Use a CDN (Content Delivery Network)

Essentially, a CDN, or content delivery network, takes all the static files you’ve got on your site (CSS, Javascript, images and font files) and lets visitors download them as fast as possible by serving the files from servers close to them. CDNs usually have a world wide network of servers where the static content is replicated and from which they serve the content. This not only eliminates the distance that the content travels, but also reduces the number of hops a data packet must make. The result is less packet loss, optimized bandwidth and faster performance which minimizes time-outs and latency.

The process of bouncing through a CDN is nearly transparent to the user. The only way a user would know if a CDN has been accessed is he checks the browser request/responses using a tool like Firebug.

The CDN will also communicate with the originating server to deliver any content that has not been previously cached.

We configured CloudFront for our use case. Since the W3 total cache already supported multiple CDNs including CloudFront, we leveraged that.

We also had to allow cross origin requests by adding a directive in our virtual host configuration. CloudFront will forward these headers while serving the content. This is required to access the font files in the website. Though not a part of the performance improvement, this arose as the domain of the font files changed from www.imaginea.com to cdn.imaginea.com.

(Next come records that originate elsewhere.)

PR #796, opened 2018-02-15
(maint) Only fail repo updates if *required* params are missing

mwaggett:
This PR updates the update_repo methods to not fail if nil arguments are not required by the repo command.

### DIFF
--- a/lib/packaging/repo.rb
+++ b/lib/packaging/repo.rb
@@ -56,32 +56,22 @@ module Pkg::Repo
       repo_command.include?("__#{argument_name.upcase}__")
     end
 
-    def update_yum_repo(repo_name, repo_path, repo_host, command)
-      method(__method__).parameters.each do |_, param|
-        fail "Missing required argument #{param}, update your build_defaults?" if argument_required?(param.to_s, command) && binding.local_variable_get(param).to_s.empty?
-      end
-      yum_whitelist = {
-        __REPO_NAME__: repo_name,
-        __REPO_PATH__: repo_path,
-        __REPO_HOST__: repo_host,
-        __GPG_KEY__: Pkg::Util::Gpg.key
-      }
-      Pkg::Util::Net.remote_ssh_cmd(repo_host, Pkg::Util::Misc.search_and_replace(command, yum_whitelist))
-    end
+    def update_repo(remote_host, command, options = {})
+      fail_message = "Missing required argument '%s', update your build_defaults?"
+      fail fail_message % 'repo_name' if argument_required?('repo_name', command) && !options[:repo_name]
+      fail fail_message % 'repo_path' if argument_required?('repo_path', command) && !options[:repo_path]
+      fail fail_message % 'repo_host' if argument_required?('repo_host', command) && !options[:repo_host]
+      fail fail_message % 'repo_url' if argument_required?('repo_url', command) && !options[:repo_url]
 
-    def update_apt_repo(repo_name, repo_path, repo_host, repo_url, command)
-      method(__method__).parameters.each do |_, param|
-        fail "Missing required argument #{param}, update your build_defaults?" if argument_required?(param.to_s, command) && binding.local_variable_get(param).to_s.empty?
-      end
-      apt_whitelist = {
-        __REPO_NAME__: repo_name,
-        __REPO_PATH__: repo_path,
-        __REPO_HOST__: repo_host,
-        __REPO_URL__: repo_url,
+      whitelist = {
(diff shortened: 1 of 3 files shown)


lib/packaging/repo.rb
```diff
@@ -52,28 +52,25 @@ def populate_repo_directory(artifact_parent_directory)
...
     end
 
-    def update_apt_repo(repo_name, repo_path, repo_host, repo_url, command)
-      fail "At least one of your arguments is nil, update your build_defaults?" unless repo_name && repo_path && repo_host && repo_url && command
-      apt_whitelist = {
+    def update_repo(remote_host, command, repo_name = nil, repo_path = nil, repo_host = nil, repo_url = nil) # rubocop:disable Style/ParameterLists
+      fail_message = "Missing required argument '%s', update your build_defaults?"
+      fail fail_message % 'repo_name' if argument_required?('repo_name', command) && !repo_name
+      fail fail_message % 'repo_path' if argument_required?('repo_path', command) && !repo_path
+      fail fail_message % 'repo_url' if argument_required?('repo_url', command) && !repo_url
```
underscorgan: are you intentionally not checking for repo_host?

lib/packaging/repo.rb
```diff
@@ -52,28 +52,25 @@ def populate_repo_directory(artifact_parent_directory)
...
-      }
-      Pkg::Util::Net.remote_ssh_cmd(repo_host, Pkg::Util::Misc.search_and_replace(command, yum_whitelist))
+    def argument_required?(argument_name, repo_command)
+      repo_command.include?("__#{argument_name.upcase}__")
     end
 
-    def update_apt_repo(repo_name, repo_path, repo_host, repo_url, command)
-      fail "At least one of your arguments is nil, update your build_defaults?" unless repo_name && repo_path && repo_host && repo_url && command
-      apt_whitelist = {
+    def update_repo(remote_host, command, repo_name = nil, repo_path = nil, repo_host = nil, repo_url = nil) # rubocop:disable Style/ParameterLists
```
underscorgan: Would this be better as `def update_repo(remote_host, command, options = {})` ?

underscorgan: I feel like that's a bit cleaner

mwaggett: yeah, I was going to do that and I forget why I changed my mind. I'll try again.

lib/packaging/repo.rb
mwaggett: oops, no, I added that param last minute, will fix.

mwaggett:
@underscorgan updated

lib/packaging/repo.rb
```diff
@@ -52,28 +52,26 @@ def populate_repo_directory(artifact_parent_directory)
...
-    def update_apt_repo(repo_name, repo_path, repo_host, repo_url, command)
-      fail "At least one of your arguments is nil, update your build_defaults?" unless repo_name && repo_path && repo_host && repo_url && command
-      apt_whitelist = {
-        __REPO_NAME__: repo_name,
-        __REPO_PATH__: repo_path,
-        __REPO_HOST__: repo_host,
-        __REPO_URL__: repo_url,
+    def update_repo(remote_host, command, options = {})
+      fail_message = "Missing required argument '%s', update your build_defaults?"
+      fail fail_message % 'repo_name' if argument_required?('repo_name', command) && !options[:repo_name]
```
e-gris: Suggest using a loop. I haven't tested it but should work something like this.,,

```ruby
[:repo_name, :repo_path, :repo_host, :repo_url].each do |repo|
  fail fail_message % repo.to_s if argument_required?(repo.to_s, command) && !options[repo]
end
```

Cache Invalidation on Cloudfront

Why do we need cache invalidation?

Let’s say you want to change the image or your client wants to have the image replaced with a different one or completely take it off. You would have to tell Cloudfront to remove the image or the content from its cache. By default, each object automatically expires after 24 hours. Cloudfront will make a request to get content from your origin when Minimum TTL/Maximum TTL/Default TTL time expires.

Invalidation can be triggered in 2 different ways.

1) Manually invalidate through AWS Console

2) Invoking an API

The challenge we faced was that changes to the website were done by different teams who may not be able to purge the cache, so we had to ensure that it was done automatically. We had to detect when changes were made to the static content in the web server.

We achieved automatic invalidation of Cloudfront cache using Boto (Python module for AWS) and inotify.

Using inotify the directories which contain the static content the website are monitored for changes and that triggers a cache invalidation python script whenever the content of these directories are modified. The options used for inotify are MODIFY,MOVE,CREATE. You should bear those extra invalidation API calls as Modify and Move options will trigger cache invalidation whenever someone renames or modifies properties of the files within these folders.

For boto to work, you could store your AWS credentials in $HOME/.boto or pass them as positional parameters to your script. The invalidation script contains the inotify command which would constantly monitor your static content directory and trigger the python script to cause invalidation (Make sure your script is running in the background so that python script gets triggered when inotify triggers an event).

It is a good idea to track changes by redirecting output/errors of inotify events and invalidation requests to a log file through “ts” command which adds a timestamp to the output.

Note: To install inotify you would need inotify-tools and for ts moreutils has to be installed.